Question: limits of partially defined functions on the reals

I was alerted to a quirk about limits which I do not recall hearing before. Suppose f(x)=1 on the irrationals, and is undefined on the rationals. Topologically, when considered as a function from the irrationals into the reals, it has limit 1 as x approaches 0. It is appealing then to say that this function has a limit as a partially defined function on R. However the current version of the wiki article on function limits requires that f be defined at least on a (connected) open interval with endpoint 0. This stricter requirement would exclude the function described above from having a limit, due to the dense set of removable discontinuities.

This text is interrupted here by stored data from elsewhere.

PR #3576, opened 2024-11-07
Add forach->foreach, orach, spelling correction

cfi-gb:
See e.g. https://grep.app/search?q=forach&words=true

~~Note: Wasn't sure about the placement so put it into the dictionary_code.txt first but could be also moved into the more generic one.~~

### DIFF
--- a/codespell_lib/data/dictionary.txt
+++ b/codespell_lib/data/dictionary.txt
@@ -28468,6 +28468,7 @@ footprinst->footprints
 foound->found
 foppy->floppy
 foppys->floppies
+forach->foreach, orach,
 foraign->foreign
 foraigner->foreigner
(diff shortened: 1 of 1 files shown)


DimitriPapadopoulos:
Actually, `dictionary_code.txt` is for words that are **not** typos in the context of code. For example, this would be a good candidate:
```
foreach-> for each
```
Therefore I would indeed move to the generic dictionary, perhaps as:
```
forach-> foreach, orach,
```

cfi-gb:
Thanks a lot for the feedback / hint, adjusted the PR accordingly :+1:

DimitriPapadopoulos (approved):

DimitriPapadopoulos (approved):

PR #3578, opened 2024-11-12
Add spelling correction for leadin.

cfi-gb:
- See e.g. https://grep.app/search?q=leadin&words=true (a few are variables like `leadIn` but that IMHO shouldn't matter)
- There is already the `misleadin->misleading, mislead in,` in the dictionary


DimitriPapadopoulos (approved):

DimitriPapadopoulos:
Thank you @cfi-gb.

PR #3580, opened 2024-11-15
Minor typo fix in README 

DanielYang59:


README.rst
```diff
@@ -67,7 +67,7 @@ The ``-I`` flag can be used for a list of certain words to allow that are in the
 
     codespell -L word1,word2,word3,word4
 
-The ``-L`` flag can be used to allow certain words that are comma-separated placed immediately after it.  See `Ignoring Words`_ for more details.
```
DanielYang59, line 70: `words that are comma-separated placed immediately after it` seems a bit confusing to me, I assume it means "a sequence of words that are comma-separated and don't have spaces around commas"?

larsoner:
Thanks @DanielYang59

peternewman:
Did you test this behaviour @DanielYang59 as I don't believe it's correct. IIRC the readme is effectively trying to say (and codespell's behaviour is):

> When ignoring false positives, note that spelling errors are *case-insensitive* but words to ignore are *case-sensitive* based on how they appear in the dictionary. For example, the dictionary entry ``wrod`` will also match the typo ``Wrod``, but to ignore either version you must pass ``wrod`` (because that is how it is listed in the dictionary).

larsoner:
Oops I did not actually check... PR welcome to fix

DanielYang59:
@peternewman @larsoner Apologize I didn't really check the behavior, I thought it's simply a typo.

I could confirm @peternewman  is correct:
```
wrod = 0  # codespell:ignore wrod
wrod = 0  # codespell:ignore Wrod  # Marked as spell error

Wrod = 1  # codespell:ignore wrod
Wrod = 1  # codespell:ignore Wrod  # Marked as spell error
```

> to ignore either version you must pass wrod (because that is how it is listed in the dictionary).

I now understand what the docs are trying to convey (the ignore pattern from config is case sensitive and should match its corresponding entry from the dictionary).

---

However I still found the documentation confusing to me:

> When ignoring false positives, note that spelling errors are case-insensitive but words to ignore are case-sensitive.

1. What is "spelling error" (the error found from the file to be checked? ) vs "word to ignore" (the ignore pattern given by config, which should match its dictionary entry?) So if I understand correctly, this is basically "when giving a ignore pattern in config, the pattern is case-sensitive and should match its entry from the dictionary", and once the ignore pattern is in-place, the case of the file to be checked doesn't matter.

> because that is how it is listed in the dictionary

2. I believe this should be mentioned in the README, as I'm a new user, and I don't know this behaviour at all after reading the `Ignoring words` section.

3. Also I found it a bit confusing to have different behaviour for different words, however I just had a [quick look at the dictionary](https://github.com/codespell-project/codespell/tree/main/codespell_lib/data), it appears to me most (if not all) entries are lowercase? If that's the case, can we change the README to "the word to ignore should be lowercase" instead of "the word to ignore should be case-sensitive", which might lead to confusion like this PR (I thought to ignore `Wrod` you have to give `Wrod`)

PR #3586, opened 2024-11-22
Add spelling correction for "agos".

cfi-gb:
Doesn't happen that much if looking at https://grep.app/search?q=%20agos%20&words=true but found e.g. this:

> 1 week agos is invalid

and did this typo recently as well.

### DIFF
--- a/codespell_lib/data/dictionary.txt
+++ b/codespell_lib/data/dictionary.txt
@@ -2800,6 +2800,7 @@ agonsticism->agnosticism
 agorithm->algorithm
 agorithmic->algorithmic
 agorithms->algorithms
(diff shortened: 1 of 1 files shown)


codespell_lib/data/dictionary.txt
```diff
@@ -2800,6 +2800,7 @@ agonsticism->agnosticism
 agorithm->algorithm
 agorithmic->algorithmic
 agorithms->algorithms
+agos->ago, ages, Lagos,
```
DimitriPapadopoulos, line 2803: Perhaps also `egos`?

DimitriPapadopoulos:
Thank you @cfi-gb.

  • Question(s): Is there anything foundationally wrong with taking the wiki definition and "excusing" countably many removable discontinuities? (I.e. we would say "if x is less than delta from c AND f(x) is defined, then f(x) is less than epsilon from L") Does anybody know if any authors address this?

I'm not interested in altering the wiki article, this is just curiosity. Rschwieb (talk) 16:35, 24 February 2012 (UTC)[reply]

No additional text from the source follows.